Share your knowledge and ideas. How you can help. See Help pages if you need help with using the wiki

Materials Needed

Sonicator

  • Bath Sonicator
  • Probe Sonicator

Sample (Protein or DNA)

Ice bath

Protocol

Warning.png

Ear protection should be worn when using sonication.

This includes everyone in the room while a sonicator is in use.

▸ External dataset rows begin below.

PR #207, opened 2016-06-22
Fix comparison between balances

mdietrichc2c:
Small PR to fix an issue in 8.0 comparison reports : the account's current balance was used instead of the computed one (for example, if you filtered on some periods).


sbidoul:
:+1:

fclementic2c:
:+1:

pedrobaeza:
:+1:

PR #213, opened 2016-08-23
[8.0] Fix account.move.line field last_rec_date

ghost:
In previous implementation of the field with the api 7.0, the field was not always computed at the right moment.
This would cause last_rec_date to be null. The drawback is that the amounts on the aged partner balance may be incorrect.
For example, if you have an invoice on May and a payment on June, the amount would not appear on the partner
aged balance of May.


account_financial_report_webkit/i18n/account_financial_report_webkit.pot
```diff
@@ -1507,7 +1507,7 @@ msgstr ""
```
pedrobaeza: You can remove this file as it's no longer needed.

pedrobaeza:
Thanks for this improvement. Minor nitpick, but :+1:

ghost:
@pedrobaeza I improved the migration script and removed the pot file.

account_financial_report_webkit/__openerp__.py
```diff
@@ -169,8 +169,12 @@
 the header and footer are created as text with arguments passed to
 wkhtmltopdf. The texts are defined inside the report classes.
 """,
-    'version': '8.0.1.1.0',
```
elicoidal, line 172: Please remove the descriptioon key and input the content in README

elicoidal:
small non blocking detail.
:+1:

ghost:
@elicoidal Thanks for the review. I moved the description to README.

Issue #57, opened 2015-02-03
How to handle accented characters in report names?


sbidoul:
Example: when printing the Aged Partner Balance in french, "Balance âgée des tiers" causes an execv() exception or is misprinted. The exact behaviour seems to depend on the locale under which the server runs.

This is due to this title being passed as a --header-left argument to wkhtmltopdf.

Does anyone knows if there is some best practice in this respect?

ghost:
Hi @sbidoul 

Were you able to fix the errors without changing the translation?

sbidoul:
@gs-clearcorp no progress. But I'm pretty sure it's related to the server environment locale.

adrienpeiffer:
Hi @gs-clearcorp,
After several investigation, I think put `LANG="en_US.UTF-8"` as an environment variable should solve the problem. Could you give us your feedback if you test it ?

ghost:
Hi @sbidoul , @adrienpeiffer I tried to fix the error with LANG=en_US.utf-8 and es_CR.utf-8  without success.

adrienpeiffer:
It's strange. 
My scenario :  
I launched my server like this `LANG=en_US ./odoo.py` and the execv() is raised. After that I launched my server like this `LANG=en_US.UTF-8 ./odoo.py` and the initial exception isn't raised.

ghost:
I was able to solve the error

Had to add <i>env LANG=en_US.utf-8</i> to the start-stop daemon script.

luisfqba:
Work for me. I run odoo on Docker Container and when I added env LANG=en_US.utf-8 webkit run fine. Thanks.

antoniocanovas:
Working for me with LANG=es_ES.utf-8
Thanks

alexis-via:
@sbidoul Do you consider the solution above as the "real" fix, or as a sort of hack/workaround ?

When I read this comment in the code:
https://github.com/OCA/account-financial-reporting/blob/8.0/account_financial_report_webkit/report/webkit_parser_header_fix.py#L51

it confirms what I think: it's really dirty to use arguments to a command line to pass this kind of information with accentuated characters.

sbidoul:
@alexis-via Putting .utf-8 in the LANG env var is the best workaround I've seen so far. 

But I agree a better solution should come from somewhere upstream (probably in wkhtmltopdf).

alexis-via:
@sbidoul ok, we have the same point of view.

[...]

PR #214, opened 2016-08-24
[Fix] #57 Fixed accented characters in report names

martini97:


pedrobaeza:
This fix is not valid, as it replaces the accentuated characters. You need to set the correct language on the terminal.

martini97:
As @alexis-via said, using arguments in the command line to fix this is dirty
"""
@sbidoul Do you consider the solution above as the "real" fix, or as a sort of hack/workaround ?

When I read this comment in the code:
https://github.com/OCA/account-financial-reporting/blob/8.0/account_financial_report_webkit/report/webkit_parser_header_fix.py#L51

it confirms what I think: it's really dirty to use arguments to a command line to pass this kind of information with accentuated characters.
"""

sbidoul:
@martini97 I'm not sure everyone talks about the same thing when using the word "command line argument" here.

What is dirty is using arguments to pass such long textual information such as header and footer, I agree. However, this is due to the way wkhtmltopdf works, there is now way around it, as far as I know. So we have to live with.

Configuring the environment variable to have Odoo run in a proper unicode environment is clean and robust. IMO, it is more robust than trying to fiddle and convert encodings in the code.

That's why I'm :-1: for this PR for now.

ovnicraft:
Close this ?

Beginning with an appropriate centrifuged culture:

Protein Extracts

  • If your protein is extracellular:
    • Keep the supernatant from centrifuged culture.
  • If your protein is intercellular:
    • Dispose of supernatant
    • resuspend pellet in an appropriate extraction buffer
      • Must preserve protein integrity and activity
    • Place sample container in water bath
      • Energy released into the cell suspension will be converted to heat. Therefore if the sample is not kept effectively cooled the sample and the container can be irreversibly damaged.
    • Place sample into sonicator, and set the intermittent pulses to the appropriate setting to break open the cultured cells.
      • If necessary add ice to the water bath to ensure proper cooling!
    • Spin down the sample - your protein should be in the supernatant.


DNA Fragmentation

  • Place sample in solution in appropriate contain (typically micro centrifuge tube)
    • To avoid nonrandom fragmentation at ends circulate and concatenated sample in by placing in ligation buffer.
  • Insert sonicator tip into solution as far as possible without touching the tube.
    • Keep sample in ice bath or the sample may be irreversibly damaged due to heat.
  • Set the amplitude as appropriate (higher amplitude will yield smaller fragments more quickly)
  • Use intermittent burst of sonication (example @ 5 μm: 5 seconds sonication, 15 seconds cooling[1])
    • Supercoiled DNA will take fewer bursts
  • Precipitate DNA
  • Fragment ends can be repaired with T4 DNA Polymerase
    • Do to the nature of this method the DNA does not have uniform ends for incorporation.

Links

Sample DNA Fragmentation Protocol

Textbook Explanation


User notes

References

See Help:References for how to manage references in EcoliWiki.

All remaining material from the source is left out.